The AWC EC2 Container Registry Service (ECR) had been exclusively for industry insiders who attended the launch at the AWS re:Invent conference in Las Vegas in October. However, AWS has now decided to level the playing field, its Senior Product Manager Andrew Thomas revealed, guest writing on the blog of AWS chief technologist Jeff Barr. Thomas invited all interested cloud operators to apply for access.
As containers have become the de facto method for packaging application code all cloud service providers are competing to fine tune the process of running code within these constraints, as an alternative to using virtual machines. But developers have fed back teething problems to AWS, Thomas reports in the blog.
ECR, explains Thomas, is a managed Docker container registry designed to simplify the management of Docker container images which, developers have told Thomas, has proved difficult. Running a Docker image registry, in a large-scale job like an infrastructure project, involves pulling hundreds of images at once and this makes self-hosting too difficult, especially with the added complexity of spanning two or more AWS regions. AWS clients wanted fine-grained access control to images without having to manage certificates or credentials, Thomas said.

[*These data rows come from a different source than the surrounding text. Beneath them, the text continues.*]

Issue #1187, opened 2016-01-11
ITestAssemblyRunner.StopRun as implemented by NUnitTestAssemblyRunner


oznetmaster:
NUnitTestAssemblyRunner.StopRun (true) seems to leave the system in a chaotic state.

It does correctly abort any threads that are started by ParallelWorkItemDispatcher and SimpleWorkItemDispatcher.

However, if the Workitem starts a thread of its own, it seems to never be aborted.

Also, it appears that the original NUnitTestAssemblyRunner.Run method never returns, and there is never any indication that NUnitTestAssemblyRunner.RunAsync has completed.

It seems like some housekeeping is getting lost here.

I realize I may be the first to ever exercise this code?

CharliePoole:
At one point, I had a test bed that exercised it and became aware of the problem. Since we had no code to exercise it, I pushed it off until we had a GUI, which will definitely need it. See issue #166, which is marked status:blocked.

WorkItem doesn't start any threads. Do you mean that the user code starts them?

Tests that start threads of their own have always been a problem for NUnit, so it's no surprise that they cause a problem here. I think this probably should be solved for the simpler cases first.

oznetmaster:
WorkItem starts a thread whenever there is a timeout on a Test.

Actually, looking deeper, much of what I said is incorrect.  The only externally visible problem is that TopLevelWorkItem.Completed is never called when StopRun is called.  This leaves everything hanging.

In NUnitTestAssemblyRunner:

```
			log.Info ("Running tests");
			if (LoadedTest == null)
				throw new InvalidOperationException ("The Run method was called but no test has been loaded");

			CreateTestExecutionContext (listener);

			TopLevelWorkItem = WorkItem.CreateWorkItem (LoadedTest, filter);
			TopLevelWorkItem.InitializeContext (Context);
			TopLevelWorkItem.Completed += OnRunCompleted;

			StartRun (listener);
```

oznetmaster:
One possible solution for tests that start their own thread is to go ahead and run the TearDown method for an aborted Test.  Currently, the TearDown method is not run if the test is aborted.

oznetmaster:
It is possibly related that the ITestListener.TestFinished event is only raised once if  StopRun is called - for the currently running test.  Not for parent tests, or for the fixture or assembly.

CharliePoole:
The theory is that the detection of a cancelled test should ripple upward
through all the containing tests. It's fragile though.

CharliePoole:
[...]

PR #1202, opened 2016-01-17
1187 stoprun fix

oznetmaster:
This PR implement/fixes the IAssemblyTestRunner.StopRun method to work in all cases.

It does this by always running a WorkItem on its own thread, where previously that was only done in cases of timeout, a separate thread or specific thread type required .
 
It then only aborts the actual thread the test is running on, and allows everything else to clean up itself normally.

This eliminates almost all special handling for both abort and stop operations.

### DIFF
--- a/src/NUnitFramework/framework/Internal/Execution/CompositeWorkItem.cs
+++ b/src/NUnitFramework/framework/Internal/Execution/CompositeWorkItem.cs
@@ -1,4 +1,4 @@
-﻿// ***********************************************************************
+// ***********************************************************************
 // Copyright (c) 2012 Charlie Poole
 //
 // Permission is hereby granted, free of charge, to any person obtaining
@@ -8,10 +8,10 @@
 // distribute, sublicense, and/or sell copies of the Software, and to
 // permit persons to whom the Software is furnished to do so, subject to
 // the following conditions:
-// 
+//
 // The above copyright notice and this permission notice shall be
 // included in all copies or substantial portions of the Software.
-// 
+//
 // THE SOFTWARE IS PROVIDED "AS IS", WITHOUT WARRANTY OF ANY KIND,
 // EXPRESS OR IMPLIED, INCLUDING BUT NOT LIMITED TO THE WARRANTIES OF
 // MERCHANTABILITY, FITNESS FOR A PARTICULAR PURPOSE AND
@@ -24,10 +24,10 @@
 using System;
 using System.Collections.Generic;
 using System.Threading;
+using System.Reflection;
 using NUnit.Framework.Compatibility;
 using NUnit.Framework.Internal.Commands;
 using NUnit.Framework.Interfaces;
-using System.Reflection;
 
 namespace NUnit.Framework.Internal.Execution
 {
@@ -38,7 +38,7 @@ namespace NUnit.Framework.Internal.Execution
     /// </summary>
     public class CompositeWorkItem : WorkItem
     {
-//        static Logger log = InternalTrace.GetLogger("CompositeWorkItem");
+        //        static Logger log = InternalTrace.GetLogger("CompositeWorkItem");
 
         private TestSuite _suite;
         private ITestFilter _childFilter;
@@ -55,7 +55,8 @@ namespace NUnit.Framework.Internal.Execution
         /// </summary>
         /// <param name="suite">The TestSuite to be executed</param>
         /// <param name="childFilter">A filter used to select child tests</param>
-        public CompositeWorkItem(TestSuite suite, ITestFilter childFilter) : base(suite)
+        public CompositeWorkItem(TestSuite suite, ITestFilter childFilter)
+            : base(suite)
         {
             _suite = suite;
             _childFilter = childFilter;
@@ -69,7 +70,7 @@ namespace NUnit.Framework.Internal.Execution
         protected override void PerformWork()
         {
             // Inititialize actions, setup and teardown
-            // We can't do this in the constructor because 
+            // We can't do this in the constructor because
             // the context is not available at that point.
             InitializeSetUpAndTearDownCommands();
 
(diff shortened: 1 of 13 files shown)


oznetmaster:
Strange errors about NaN and Infinity in these builds.  Nothing I ever touched :(

src/NUnitFramework/framework/Internal/Execution/CompositeWorkItem.cs
```diff
@@ -331,6 +330,31 @@ private static bool IsStaticClass(Type type)
...
+                {
+                    var ctx = child.Context;
+                    if (ctx != null)
+                        ctx.ExecutionStatus = force ? TestExecutionStatus.AbortRequested : TestExecutionStatus.StopRequested;
+
+                    if (child.State == WorkItemState.Running)
+                        child.Cancel(force);
+                }
+            }
+        }
```
CharliePoole: Am I missing something here? It looks like you do nothing for the current work item context but only set the child context execution status to Abort/RunRequested. Why do it for the current item context?

src/NUnitFramework/framework/Internal/Execution/TestWorker.cs
```diff
@@ -135,19 +137,28 @@ public void Start()
...
-            if (_workerThread != null && !_workerThread.Join(0))
-#else
-            if (_workerThread != null && _workerThread.IsAlive)
-#endif
-                ThreadUtility.Kill(_workerThread);
+            lock (cancelLock)
+                if (_workerThread != null && _currentWorkItem != null)
+                {
+                    {
+                        _currentWorkItem.Context.ExecutionStatus = force ? TestExecutionStatus.AbortRequested : TestExecutionStatus.StopRequested;
```
CharliePoole: OK, here is the answer to my earlier question. This is where the topmost work item has its context set.

I think this would be clearer if it all happened in the Cancel method. Also, it does not appear that you handle the top-level context in SimpleWorkItemDispatcher.

src/NUnitFramework/framework/Internal/Execution/TestWorker.cs
```diff
@@ -135,19 +137,28 @@ public void Start()
...
+
+                        _currentWorkItem.Cancel(force);
+                        if (force)
+                            _currentWorkItem = null;
+                    }
+                }
```
CharliePoole: Extraneous braces

src/NUnitFramework/framework/Internal/Execution/WorkItem.cs
```diff
@@ -230,87 +230,66 @@ public virtual void Execute()
...
             else
                 RunTest();
 #elif PORTABLE
             RunTest();
 #else
-            ApartmentState currentApartment = Thread.CurrentThread.GetApartmentState();
+            currentApartment = Thread.CurrentThread.GetApartmentState();
 
-            if (Test.RequiresThread || Test is TestMethod && timeout > 0 || currentApartment != TargetApartment && TargetApartment != ApartmentState.Unknown)
+            if (Test is TestMethod)
```
CharliePoole: Two questions:

1. Given that we have been on a long-term path toward removing these "extra" threads, is there any way you can make this work without running the test method on its own thread? I can explain what i had planned in more detail if necessary, but in sum it involves eliminating SimpleWorkItemDispatcher and creating worker threads dynamically, as needed. This change pushes us a step back on that path. That said, if it's necessary, then we will have to live with it.

2. This appears to break the functionality when Apartment(STA) is placed on a class while running under the SimpleWorkItemDispatcher. In that case, the test won't be a TestMethod.

src/NUnitFramework/framework/Internal/Execution/WorkItem.cs
```diff
@@ -230,87 +230,66 @@ public virtual void Execute()
...
                 RunTestOnOwnThread(timeout, TargetApartment);
             else
                 RunTest();
 #endif
         }
 
-#if SILVERLIGHT || NETCF
+#if (SILVERLIGHT || NETCF) && !PORTABLE
```
CharliePoole: If it's Silverlight or NetCF then it's not portable by definition - unless somebody is misusing the defines, that is.

CharliePoole:
I still need to do some more review of RunTestOnOwnThread and RunTest - I got confused looking at the diffs with all the #if statements so I'll pull it down and look at it.

src/NUnitFramework/framework/Internal/Execution/TestWorker.cs
oznetmaster: Actually, this is done in WorkItem.Cancel, so it is actually redundant here.

That is why it is not in SimpleWorkItemDispatcher.

src/NUnitFramework/framework/Internal/Execution/WorkItem.cs
oznetmaster: There will still need to be threads for tests that require their own threads, have a required apartment setting, or have timeouts.  I do not see any way around that.

Always running the test method on its own thread provides consistency so that terminating a thread is always done in the same place, and works the same, no matter what the reason (abort or timeout).  
It also allows everything to clean up after a test the same way, whether it was aborted, stopped, timeout, or just ended normally.

Not sure what you mean about STA being placed on a class under the SimpleWorkItemDispatcher?  I may have missed something, but I thought I had the handled :(

oznetmaster: I think I found the STA problem.  I think I have fixed it in the latest commit.

oznetmaster: I guess there needs to be a test for this?  Apparently there isn't one, since all tests were passing.

Since I do not understand this whole apartment model thing, perhaps someone else could recommend a suitable test?

CharliePoole: The overall plan for the new framework was documented very completely - or at least verbosely. :-) It seems to be lost now. We have this page: https://github.com/nunit/nunit/wiki/Framework-Design but the pages to which it points are no longer in the wiki. Too bad. If I get time I will try to recover them.

However, I can summarize...

In NUnit V2, the Test object executed itself. There was no overall control of execution.

In 3.0, we created the dispatcher to control test execution. The idea was as follows:

1. Identify special requirements for each test (timeout, STA, etc.)
2. Break each test into work items, each of which can be managed independently
3. Create queues and workers that can handle each special requirement
4. Allow dynamic expansion and contraction of the queues and workers
5. Eliminate the "old" style of running, as exemplified by SimpleWorkItemDispatcher

Like many things we do, this has taken a while with the result that some of it is forgotten, at least by some people. I thnk this is still the way we want to go.

What is done so far (before your fix):
1. We no longer needed a per-test thread for running in the STA, when using the parallel dispatcher.

2. We still needed a per-test thread for timeouts, because we can't yet restart the worker threads dynamically. That's a prerequisite if the worker thread is what gets cancelled by a timeout.

3. We still support RequiresThread, although we had talked about eliminating it.

4. We still support SimpleWorkItemDispatcher, which is used on certain platforms. We could eliminate it but it would require some work and would only have an internal effect.

CharliePoole: Running a fixture in the STA simply means...

```
[TestFixture, Apartment(ApartmentState.STA)]
public class MyTestFixture
{
    ...
}
```

The fixture itself and all it's test cases are run in the STA. The cases do not actually need a separate thread, since the fixture is already in the STA.

A valid test would be a class like the above with a test case examining the current apartmentstate. We probably have such a test but it is only exercised using the dispatcher that is in effect when running. If we continue to support the SimpleWorkItemDispatcher, we probably should have separate tests for it somewhere. I didn't write them because i thought we would be getting rid of it much faster than we have.

oznetmaster:
So, when I try to run the SL 5.0 tests with nunit3-console, I get the error:

```
C:\Projects\GitHub\nunit\bin\Debug\sl-5.0>..\nunit3-console nunit.framework.tests.dll
NUnit Console Runner 3.0.5860 (Debug)

Runtime Environment
   OS Version: Microsoft Windows NT 10.0.10586.0
  CLR Version: 4.0.30319.42000

Test Files
    nunit.framework.tests.dll

The NUnit 3.0 driver does not support the portable version of NUnit. Use a platform specific runner.
```

Since I am running the Silverlight build, the error seems incorrect?

oznetmaster:
This now passes all CI tests.

Where do we go from here?

CharliePoole:
You were waiting for me to finish reviewing. Sorry to take so long but there have been a few family things going on.

CharliePoole:
I implemented the TestAssemblyRunnerTests for both Portable and Silverlight. They pass. :-)

I was going ot push these to your branch, but I ended up having to make changes to AssemblyHelper in addition to the tests, so I'll make this a separate branch after this merges.

I guess we should re-adress the whole issue of eliminating the thread-per-test-case implementation as a future change. This was all plotted out and documented in our original DevWiki, but apparently did not survive the transition to a GitHub wiki. The page that I pointed to is merely the summary page with pointers to five or six different design changes for the framework. Some of these are implemented but others, including this one, were still ongoing and I still think they are important. It's too bad the info got lost, since it would have been of help to @oznetmaster in making this change.

I'm OK with merging this and building on it. @rprouse What do you think?

rprouse:
I am also OK merging this and will do so. @CharliePoole, would you like to create a PR and/or Issue for the TestAssemblyRunnerTests?

rprouse:
@oznetmaster for future reference, could you put something like fixes #1187 into the description of the PR to automatically link and close the issue? You put the fix #1187 into one of the commits which will close the issue when merged, but the link ends up being to the commit, not the series of commits that made up the PR. Just a bit of housekeeping that makes navigation between issues, PR's and source easier.

CharliePoole:
@rprouse I'll merge and do a separate PR for the tests.

CharliePoole:
It looks like our Silverlight tests have not run correctly under Silverlight since this merge. It slipped past me, because they do work when run from the console using nunitlite-runner. However, when run directly as a silverlight app using nunit.framework.tests.xap, the run hangs and never terminates.

I have confirmed this by reseting to the commit prior to this merge and seeing the tests run and then to the merge commit itself and seeing them hang.

Since I came across this while working on adding further tests under Silverlight and Portable, I'll continue to look at it and try to include a fix in the same PR. 

@rprouse I was planning to do this as a standalone PR but if you would prefer an issue that's fine as well.

oznetmaster:
I am unclear how to run tests as a Silverlight app.  I am assuming this, like running the CF build tests, is not something that is done as part of either the CI process or by the -TestAll option?

CharliePoole:
That's correct. To run as a silverlight App, you make it the startup project in VS and then run with or without debugging. At one point, I tried creating a cmd file that would launch the xap file correctly but I abandoned the effort.

The -TestAll option runs the silverlight build under a .NET 4.5 console runner, which is handy to have but not the full deal.

FWIW, I think this is not a terribly important issue except that it may show up some threading issues under silverlight.

I'm currently debugging into the silverlight run and I'll let you know when I localize the problem.

CharliePoole:
It was the static constructor for ExceptionHelper,  where you use reflection to get the PreserveStackTrace delegate. It doesn't exist in Silverlight. Since running under the .NET 4.5 runner uses the 4.5 corlib, that run was able to succeed.

oznetmaster:
I never touched ExceptionHelper.  So it was always that way?

oznetmaster:
It appears that was done by @thomaslevesque back in December.

CharliePoole:
It's not super important who did it - it's not a "dumb" mistake, just something that happens when  there are so many alternative builds. I do know that the error appears at the point where Rob commited your changes. My guess is that Thomas planted the seed in the code and something in your changes caused the code in ExceptionHelper to be exercised under Silverlight, when it was not done previously. The rest of us compounded it by not running those particular tests.

I feel like we have searched for causes sufficiently. I'm just going ahead and fixing it. :-)

oznetmaster:
I guess what I was asking was if this Silverlight testing should be requisite for every PR prior to merge, in the same way we try to do for the CF testing of PR's.  Both are apparently manual procedures, so present similar obstacles.

CharliePoole:
It has been, but is sometimes forgotten, just like CF. I had hoped that creating the runner for executing under 4.5 would make the manual test unnecessary, but it clearly doesn't.

oznetmaster:
Also, the code that is there specifically handles the case of the method not existing, which it does not in both Silverlight and CF.  If reflection returns null, an empty method is stored as the delegate.

This works fine in CF, why not in Silverlight?

CharliePoole:
Why certain things don't work in Silverlight is a bit of a mystery to me. For example (not related to this problem) why does it appear to completely ignore BindingFlags.FlattenHierarchy?

Anyway... this is probably better continued when I put in a PR for the changes I made to fix it. I still have one other break that has crept into the code - not related to this issue.

oznetmaster:
@CharliePoole You commented a while back "In that case, the test won't be a TestMethod".

I sort of ignored that comment at the time, but now want to make sure I did not forget something.

When should a Test which is not a TestMethod be run on its own thread?  It seems like none of the other classes that are derived from Test ever need to be run on their own threads, but I may be missing something.

CharliePoole:
See my answer on the separate issue you created, #1244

Management aside, there is a security dividend too, according to Thomas. “This makes it easier for developers to evaluate potential security threats before pushing to Amazon ECR,” he said. “It also allows developers to monitor their containers running in production.”
There is no charge for transferring data into the Amazon EC2 Container Registry. While storage costs 10 cents per gigabyte per month all new AWS customers will receive 500MB of storage a month for a year.
The Registry is integrated with Amazon ECS and the Docker CLI (command line interface), in order to simplify development and production workflows. “Users can push container images to Amazon ECR using the Docker CLI from the development machine and Amazon ECS can pull them directly for production,” said Thomas.
The service was effective from December 21st in the US East (Northern Virginia) with more regions on the way soon.